KIT data specialists develop strategies on how methods and procedures of explainable AI can be applied to your use case. Taking into account global and local explainability, state-of-the-art tools are presented and further recommendations for action are given so that you can develop better representations for decision makers and make processes more transparent.
Many applications require human oversight of automated decision making. This may result from direct application requirements (e.g. computer assisted maintenance tasks) or legal obligations, such as those contained in the GDPR as part of Article 22.
In contrast, many modern machine learning algorithms represent complex black boxes that can hardly be understood by humans. However, the explainability of models using ML algorithms can be achieved in different ways at different levels.

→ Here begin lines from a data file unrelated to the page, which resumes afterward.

PR #338, opened 2019-12-24
Fix the wrong computation of dynamic strides for lowering AllocOp to LLVM

tungld:
The computation of **dynamic strides** in lowering AllocOp was wrong. 

Given a MemRefType with `sizes = [5, 10]`, it computed `strides = [5, 1]`, while the correct answer should be `strides = [10, 1]`.

### DIFF
--- a/lib/Conversion/StandardToLLVM/ConvertStandardToLLVM.cpp
+++ b/lib/Conversion/StandardToLLVM/ConvertStandardToLLVM.cpp
@@ -1054,14 +1054,15 @@ struct AllocOpLowering : public LLVMLegalizationPattern<AllocOp> {
     // Iterate strides in reverse order, compute runningStride and strideValues.
     auto nStrides = strides.size();
     SmallVector<Value, 4> strideValues(nStrides, nullptr);
-    for (auto indexedStride : llvm::enumerate(llvm::reverse(strides))) {
+    for (auto indexedStride : llvm::enumerate(strides)) {
       int64_t index = nStrides - 1 - indexedStride.index();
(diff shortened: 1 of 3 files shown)


lib/Conversion/StandardToLLVM/ConvertStandardToLLVM.cpp
```diff
@@ -1054,14 +1054,15 @@ struct AllocOpLowering : public LLVMLegalizationPattern<AllocOp> {
     // Iterate strides in reverse order, compute runningStride and strideValues.
     auto nStrides = strides.size();
     SmallVector<Value, 4> strideValues(nStrides, nullptr);
-    for (auto indexedStride : llvm::enumerate(llvm::reverse(strides))) {
+    for (auto indexedStride : llvm::enumerate(strides)) {
```
ftynse: Actually, `enumerate` is useless here, the body of the loop never accesses `indexedStride.value()`. Could you just rewrite the loop to iterate on `index` to remove the confusion that led to the bug in the first place?

ftynse (changes requested):
Thanks! There's one extra simplification that can be made to make the code cleaner.

tungld:
Thanks, @ftynse! I removed `enumerate`.

ftynse (approved):

ftynse:
Landed as https://github.com/llvm/llvm-project/commit/e5957ac3d7135eca95b4019eaa394703ad6112a6. 

Since MLIR moved to LLVM, please submit your following contributions through https://reviews.llvm.org. Thank you!

@joker-eph could you please close?

PR #176, opened 2019-05-19
v2 only

nicksnyder:
fixes https://github.com/nicksnyder/go-i18n/issues/172

PR #318, opened 2024-01-31
Remove v2 directory

nicksnyder:
The v2 directory is an artifact of the fact that v1 and v2 co-existed in this repository for a while. v1 code was removed in https://github.com/nicksnyder/go-i18n/pull/176. This moves all code that was in the v2 directory to the top level.


jerome-laforge:
It is not conform with semver and it is a big breaking change.

nicksnyder:
Let's discuss in https://github.com/nicksnyder/go-i18n/issues/319

Issue #209, opened 2020-01-10
translation file with key "id" leads LoadMessageFile to fail silently


davleb:
Context : every toml file with a key to translate like
"id" = "Id"

LoadMessageFile returns no error but every use of Localize function  returns an empty string (like it would be if there was an error in LoadMessageFile)
The problem seems to be the identifier "id" itself. If i change it to "ed" or "ad", the problem goes away.
Is it a magic string used internally ? I use the latest V2 version of the lib.

MJacred:
Hi,
this is due to the implementation of `func isMessage(v interface{}) bool`
https://github.com/nicksnyder/go-i18n/blob/26334ab1db070c2801ba26550d7d6238f6c9da10/v2/i18n/message.go#L193-L204
your `"id" = "Id"` is identified as a reserved key and `isMessage` returns `true` and your value is not added as the translation text -> it is blank

The reserved key `id` is needed for json and yaml.  
it would be possible to use it in toml, but `isMessage` is a generic function which acts the same independent of your file format. I don't recommend a change here, as it would have an unnecessary impact on readability and performance.

There's a pull request #208 pending, which would give you an error message in the terminal when you try doing what you did while running the `merge` command:  
`missing translation for message id "id"`  
This should suffice
@nicksnyder: #208 should be fine as-is, no?

davleb:
Hi MJacred,
Thanks for your explanation. I was not aware of the side-effect when using these keys:
"id", "description", "hash", "leftdelim", "rightdelim", "zero", "one", "two", "few", "many", "other"
Not a big deal but if any of these words is used in the toml/yaml file as a key, the bundle is not functional and Localize will return "" for every key, including valid keys. I think an error should be returned at the LoadMessageFile, as it is the case when a key is defined more than one time in the toml/yaml file:
`Near line 14 (last key parsed 'Validate changes'): Key 'Validate changes' has already been defined.`

jeremy-serenne:
I just encountered this issue, it was hard to find this topic as I got the problem with the key "other".

Even if it's a 2 years old issue, do you know when there will be an error returned by `LoadMessageFile` and `LoadMessageFileFS`. I really think it would be very useful for debugging :pray: (@MJacred? I don't know who to ping :sweat_smile:)

andig:
This broke https://github.com/nicksnyder/go-i18n/issues/360. It seems arbitrary that certain TOML keys will now error (or not get processed at all silently).

PR #320, opened 2024-02-04
Error if reserved message keys are mixed with unreserved keys

nicksnyder:
Makes it an error to provide data that mixes reserved message keys with unreserved ones. Previously the unreserved keys would be ignored, but this caused surprising behavior where if someone added a message that had a key with a reserved word, it would silently break the whole translation file. This change turns that situation into an error.

Resolves https://github.com/nicksnyder/go-i18n/issues/209


andriiberezhynskyi:
Hello @nicksnyder 
I did this change 3 years ago:

```diff
-      "descr": "{{if .DeliveryTime}}Livraison estimée : {{.DeliveryTime}} jours{{end}}",
+      "descr": {
+        "other": "{{if .DeliveryTime}}Livraison estimée : {{.DeliveryTime}} jours{{end}}",
+        "leftDelim": "<<",
+        "rightDelim": ">>"
+      },
```
I don't even remember why I did it and don't understand anymore how it all works. Looks like some workaround to support `{{}}` in translation. The problem is that this pr introduces a breaking change and all of a sudden I have this error:
```
reserved keys [other] mixed with unreserved keys [leftDelim rightDelim]
```
How do I fix this problem?

PR #327, opened 2024-05-27
Adds ability to extract strings from T() functions to `goi18n extract`

allmightyspiff:
### Purpose
`goi18n extract` will now extract strings wrapped in a `T` function, in addition to the other cases it extracts strings from.
I also added an example CLI application to go with the web application that shows how to embed i18n files, and use T wrapper functions for translations.

### Reason
This feature will help people like me migrating from v1 to v2 of this library. V1 encouraged the use of the `T` wrapper, so having a way to easily extract those strings would make my life a lot easier, and I assume others who make the migration as well.

Thanks for your time reviewing this issue, and I'll address any issues you may have with the code.
Also thanks for making this library in the first place.

### DIFF
--- a/example/README.md
+++ b/example/README.md
@@ -1,4 +1,4 @@
-# Example
+# Web Example
 
 This directory contains an example project that uses go-i18n.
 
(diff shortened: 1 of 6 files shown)


nicksnyder:
I appreciate the effort, but this contribution is not something I want to be on the hook of maintaining.

PR #335, opened 2024-10-08
fix: option in TextParser is not used

### LINKED ISSUE #334: The Option in TextParser is not used
If we define a custom TemplateParser with some Option, the option has no effect.

Example:

```go
bundle := NewBundle(language.English)
bundle.AddMessages(language.English, {ID: "Foo", Other: "Foo {{.bar}}!"}...)
conf := &LocalizeConfig{
  MessageID:      "Foo",
  TemplateData:   map[string]string{}, // empty data
  TemplateParser: &template.TextParser{Option: "missingkey=error"}, // I want an error if `bar` is not in data
}
localizer := NewLocalizer(bundle, []string{"en"})
s, err := localizer.Localize(conf)) // I expect an error here

```

This is because the `.Option()` is not used in TextParser.

cazeaux:
Resolves #334

### DIFF
--- a/go.mod
+++ b/go.mod
@@ -4,12 +4,6 @@ go 1.18
 
 require (
 	github.com/BurntSushi/toml v1.4.0
-	github.com/stretchr/testify v1.9.0
 	golang.org/x/text v0.17.0
 	gopkg.in/yaml.v3 v3.0.1
-)
-
-require (
-	github.com/davecgh/go-spew v1.1.1 // indirect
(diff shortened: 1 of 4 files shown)


nicksnyder:
Ugh, thanks for finding this. `Option` in `TextParser` really should have been a `[]string`, but changing now would be backwards incompatible. There is only one supported option today, so this is moot for now.

I want to avoid pulling in an extra library just for one test so am going to push some changes.

PR #336, opened 2024-10-12
Create README.uk-UA.md

dejurin:


nicksnyder:
I added a section in the main README about translations of this document. Can you add and translate this section?

https://github.com/nicksnyder/go-i18n?tab=readme-ov-file#translations-of-this-document

PR #418, opened 2026-09-18
i18n: keep empty message strings on import

### LINKED ISSUE #329: Empty string as message content is ignored
I use JSON files for translations, like

```json
{
  "application: {
    "formatter": {
      "name": "My application formatter",
      "desc": "Some explanatory description for the formatter"
    },
    "v1": {
      "label": "Label for the version v1",
      "desc": "Description for this version",
      "fields": {
        "FirstVariableToSet": {
          "label": "MyVariable",
          "desc": ""
        }
      }
    }
  }
}
```

I think it is absolutely valid to have an empty translation for a key, like `application.v1.fields.FirstVariableToSet.desc`.

Unfortunately the key (and its value) is completely scrapped during message file import. 

Culprit: https://github.com/nicksnyder/go-i18n/blob/b42d9bd0c568eebf5ce123ec94b9b13438f46855/i18n/message_template.go#L37

Would it be possible to support empty message values in the future? Or maybe with a configuration parameter, whether they should be ignored or not.

team-humaki:
Fixes #329

Empty translation values (e.g. `"desc": ""` in nested JSON) were parsed into messages, then dropped when adding them to a bundle because `NewMessageTemplate` skips blank plural forms. `AddMessages` now keeps forms that were present in the source, including an explicit empty string, so `Localize` finds the key and returns `""`.

`NewMessageTemplate` is unchanged, so goi18n extract/merge still treat blank forms as omitted.


nicksnyder:
The original issue doesn't contain a justification for why it is useful to keep translation with empty message keys.

ccoVeille:
This account spams several repositories, including the one I maintain.

Look at the contributions of the user.

I would simply ignore this PR if I was you @nicksnyder

PR #419, opened 2026-09-18
i18n: accept language tag for directory-based message files

### LINKED ISSUE #347: Allow MustLoadMessageFile to accept an optional langTag
`MustLoadMessageFile()` takes a path that follows the file naming convention of `xxx.en.json` and automatically parses the language tag. This incorrectly retrieves the language tag if the path does not follow the convention. In my case, the locales path is `locales/en/translation.json`. Passing this path to `MustLoadMessageFile()` will result in the langTag being `translation` instead of `en`. It'd be super helpful if either the function could also parse the aforementioned path or accept a langTag to override the automatic parsing.

team-humaki:
Fixes #347.

`MustLoadMessageFile` inferred the language from the filename, so `locales/en/translation.json` was treated as tag `translation`.

- Infer a well-formed parent directory when the filename is not a language tag.
- Add `LoadMessageFileWithTag` / `MustLoadMessageFileWithTag` / `ParseMessageFileBytesWithTag` / `LoadMessageFileFSWithTag` to override the path.


i18n/bundle.go
```diff
@@ -67,16 +67,50 @@ func (b *Bundle) MustLoadMessageFile(path string) {
...
+	}
+}
+
 // ParseMessageFileBytes parses the bytes in buf to add translations to the bundle.
 //
 // The format of the file is everything after the last ".".
 //
 // The language tag of the file is everything after the second to last "." or after the last path separator, but before the format.
+// If that name is not a well-formed language tag, a well-formed parent directory is used
+// (for example locales/en/translation.json).
```
nicksnyder: This comment appears to be incorrect
```suggestion
```

i18n/parse.go
```diff
@@ -157,6 +157,23 @@ func addChildMessages(id string, data interface{}, messages []*Message) ([]*Mess
...
+	}
+	parent := filepath.Base(filepath.Dir(path))
+	if parent != "" && parent != "." && parent != string(os.PathSeparator) {
+		if tag, err := language.Parse(parent); err == nil {
+			return tag
+		}
+	}
+	return language.Make(lang)
+}
+
```
nicksnyder: I am not comfortable making this change. We should not further increase the number of magic cases, the correct API is to explicitly provide the tag.

i18n/bundle.go
team-humaki: Dropped that parent-directory sentence. ParseMessageFileBytes still infers the tag from the filename only, as before.

i18n/parse.go
team-humaki: Removed tagFromPath. Path inference is filename-only again; directory-based files go through LoadMessageFileWithTag / ParseMessageFileBytesWithTag.

PR #5620, opened 2019-05-10
Removing Transportable from Stop at waiting end

tkchouaki:
Hi,
i noticed that in cases like this:

```xml
<person id="person" depart="0">
        <walk from="1" busStop="busStop1" />
        <ride busStop="busStop3" modes="public" lines="line" />
        <stop busStop="busStop3" duration="30" />
    </person>
```
The person wasn't remove form the busStop at the end of the last stop element. & this would result in a SEGFAULT when trying to do traci.getBusStopWaitingIDList().

Here is a fix to this problem.

Regards.


namdre:
Thanks!

PR #5645, opened 2019-05-17
Minimum duration 0 in osmWebWizard Options panel

angelobanse:
Minimum value for the stepping interval of _"Duration"_ is now **0**.
If a negative number is inserted in _"Duration"_, the _type="number"_ invalidates the entry.

Signed-off-by: Angelo Banse <angelo_22@outlook.com>


behrisch:
@angelobanse Thank You!

PR #5654, opened 2019-05-19
Move debug code inside SSM device to avoid access to already deleted pointer

m-kro:
Encounter e can be deleted right before the current debug output code.


namdre:
Thanks for the fix, I added it manually because your commit was missing the signed-of footer.

PR #5671, opened 2019-05-24
Updates to tools/generateParkingAreaRerouters.py 

lcodeca:
- command line arguments added for automation purposes
- added default values for 
  - `--max-number-alternatives`, 
  - `--max-distance-alternatives`, 
  - `--min-capacity-visibility-true`, 
  - `--max-distance-visibility-true`


namdre:
cheers!

PR #5679, opened 2019-05-27
Added traci.vehicle.getActualBatteryCapacity()

tkchouaki:
Hello,

I added the possibility to retrieve the actual battery's capacity of vehicle using TraCi.

```python
traci._vehicle.getActualBatteryCapacity(vehicle_id)
```
Regards


namdre:
Thanks for the patch, however:
*  device parameter retrieval is already supported: https://sumo.dlr.de/wiki/TraCI/Vehicle_Value_Retrieval#Supported_Device_Parameters
* We don't want to add every device parameter as a separate traci call to avoid API bloat.

tkchouaki:
Thanks for the answer, i didn't notice that.

Issue #5495, opened 2019-04-21
add access to person stage information


behrisch:
much like route information for a vehicle the information of the different stages for a person plan should be accessible

namdre:
The existing person API dates from before the introduction of TraCIStage.
the current method person.getStage() should be changed from returning the stage type (int) to returning a TraCIStage object

tkchouaki:
I think there's a little problem,
In the TraCIStage class, the line attribute is a single string. while a riding stage can have multiple desired lines.

namdre:
Right now, sumo parses the list of lines from a string (when reading xml) with the hard assumption that SPACE is the separating character. Therefore, multiple lines can also be returned as a single string by joining them with SPACE.

PR #5695, opened 2019-05-29
traci.person.getStage() now returns a Stage object unstead of a number

tkchouaki:

Hi,
This should sove #5495 
but for now, i am just setting the cost, the length and the travelTime of the stage to -1.

Regards, 
Tarek CHOUAKI.


namdre:
Thanks!

PR #5710, opened 2019-06-04
edit to add until parameter into setStop function in TraaS

YenKang:
Add edited codes in **Vehicle.java** and **Traci.java** to finish **"until"** function in **setStop**

```java
String edge1 = "41389174#2";
double pos1 = 10.0;
double until_1 = 500.0;
SumoStopFlags sf1 = new SumoStopFlags(false, false, false, false, false);
conn.do_job_set(Vehicle.setStop("1", edge1 , pos1, (byte)0,  0.0,  sf1, pos1, until_1));
}
```

100s-stop


behrisch:
Thanks for the pull request but shouldn't the code modify setStop instead of setParkingAreaStop?

YenKang:
I tried to make it work in setStop function first, and **setParkingAreaStop** maybe have the similar logic.

PR #5717, opened 2019-06-05
Ability to retrieve chargingStations's lane id.

tkchouaki:

Hi, added the ability to retrieve a chargin station's lane id via traci.

```python
traci.simulation.getParameter(station_id, "chargingStation.lane")
```
Regards.


tkchouaki:
I noticed that the ChargingStation class inherits from the Parametrised class but it is not really used. Is there a reason for that ? is it planned to change the code so it will be used more ?

namdre:
Generic parameters are mainly used to support user specific extensions.
They can be shown in the GUI and also retrieved via TraCI now (#5720, #5721)

Issue #5498, opened 2019-04-22
allow adding TraCIStage directly to a person plan


namdre:
The existing person API dates from before the introduction of TraCIStage.
person.appendStage(personID, traciStage)

possibly makes #4156 obsolete

PR #5768, opened 2019-06-25
traci._person.appendStage

tkchouaki:
This is an attempt to solve #5498 while maintaining compatibility for old TraCI requests.


namdre:
Thanks!

PR #5764, opened 2019-06-25
Updated README

sunn-e:
added direct download link.
Formatted the document according to standard.

PR #5771, opened 2019-06-26
Documentation fixes and added direct download links. 

sunn-e:
Thanks for the guidance about ECA @namdre  I hope I am doing this correct.
You may refer to #5764 for further comments.

Signed-off-by: Sunny Dhoke <sunnydhoke22@gmail.com>


sunn-e:
Still ECA failed? What am I doing wrong?

namdre:
The 'updating readme' commit seems to be fine.
However, the other two merge commits are failing validation. This time Eclipse doesn't say why and just splits out `This validation request is closed or unavailable.`
I'm just guessing at this point but it might help to redo the contribution as a single commit from a freshly forked repo.

behrisch:
I like the repo size badge but I don't like the reformatting. What is the reason to do so? Especially adding the backtick formatting for the command seems to increase indentation and makes it harder to read. Also I prefer the visual difference between dashes and equal signs for headlines which is better to read than counting the number of hashes.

Identifying the appropriate strategy can depend heavily on the application and needs to be evaluated. We offer technical implementations ranging from compositional feature generation to locally interpretable model-agnostic explanations.
While explainability based on concrete model decisions is easy to achieve for image data, our expertise lies in providing explanatory approaches for high-dimensional data such as multivariate time series. We can provide services that can be integrated as visualizations in dashboards or reports to meet your business needs.
SPECIAL ACCESS CONDITIONS
Conditions and requirements for participation in an experiment within the Open Calls:
By participating in an EUHubs4Data Open Call, you are initially only applying for funding that originally comes from the European Commission and is awarded by the coordinator exclusively in its own name under the conclusion of a sub-grant agreement. This sub-grant agreement does not establish a contract with KIT, neither through your application nor through a possible positive funding decision.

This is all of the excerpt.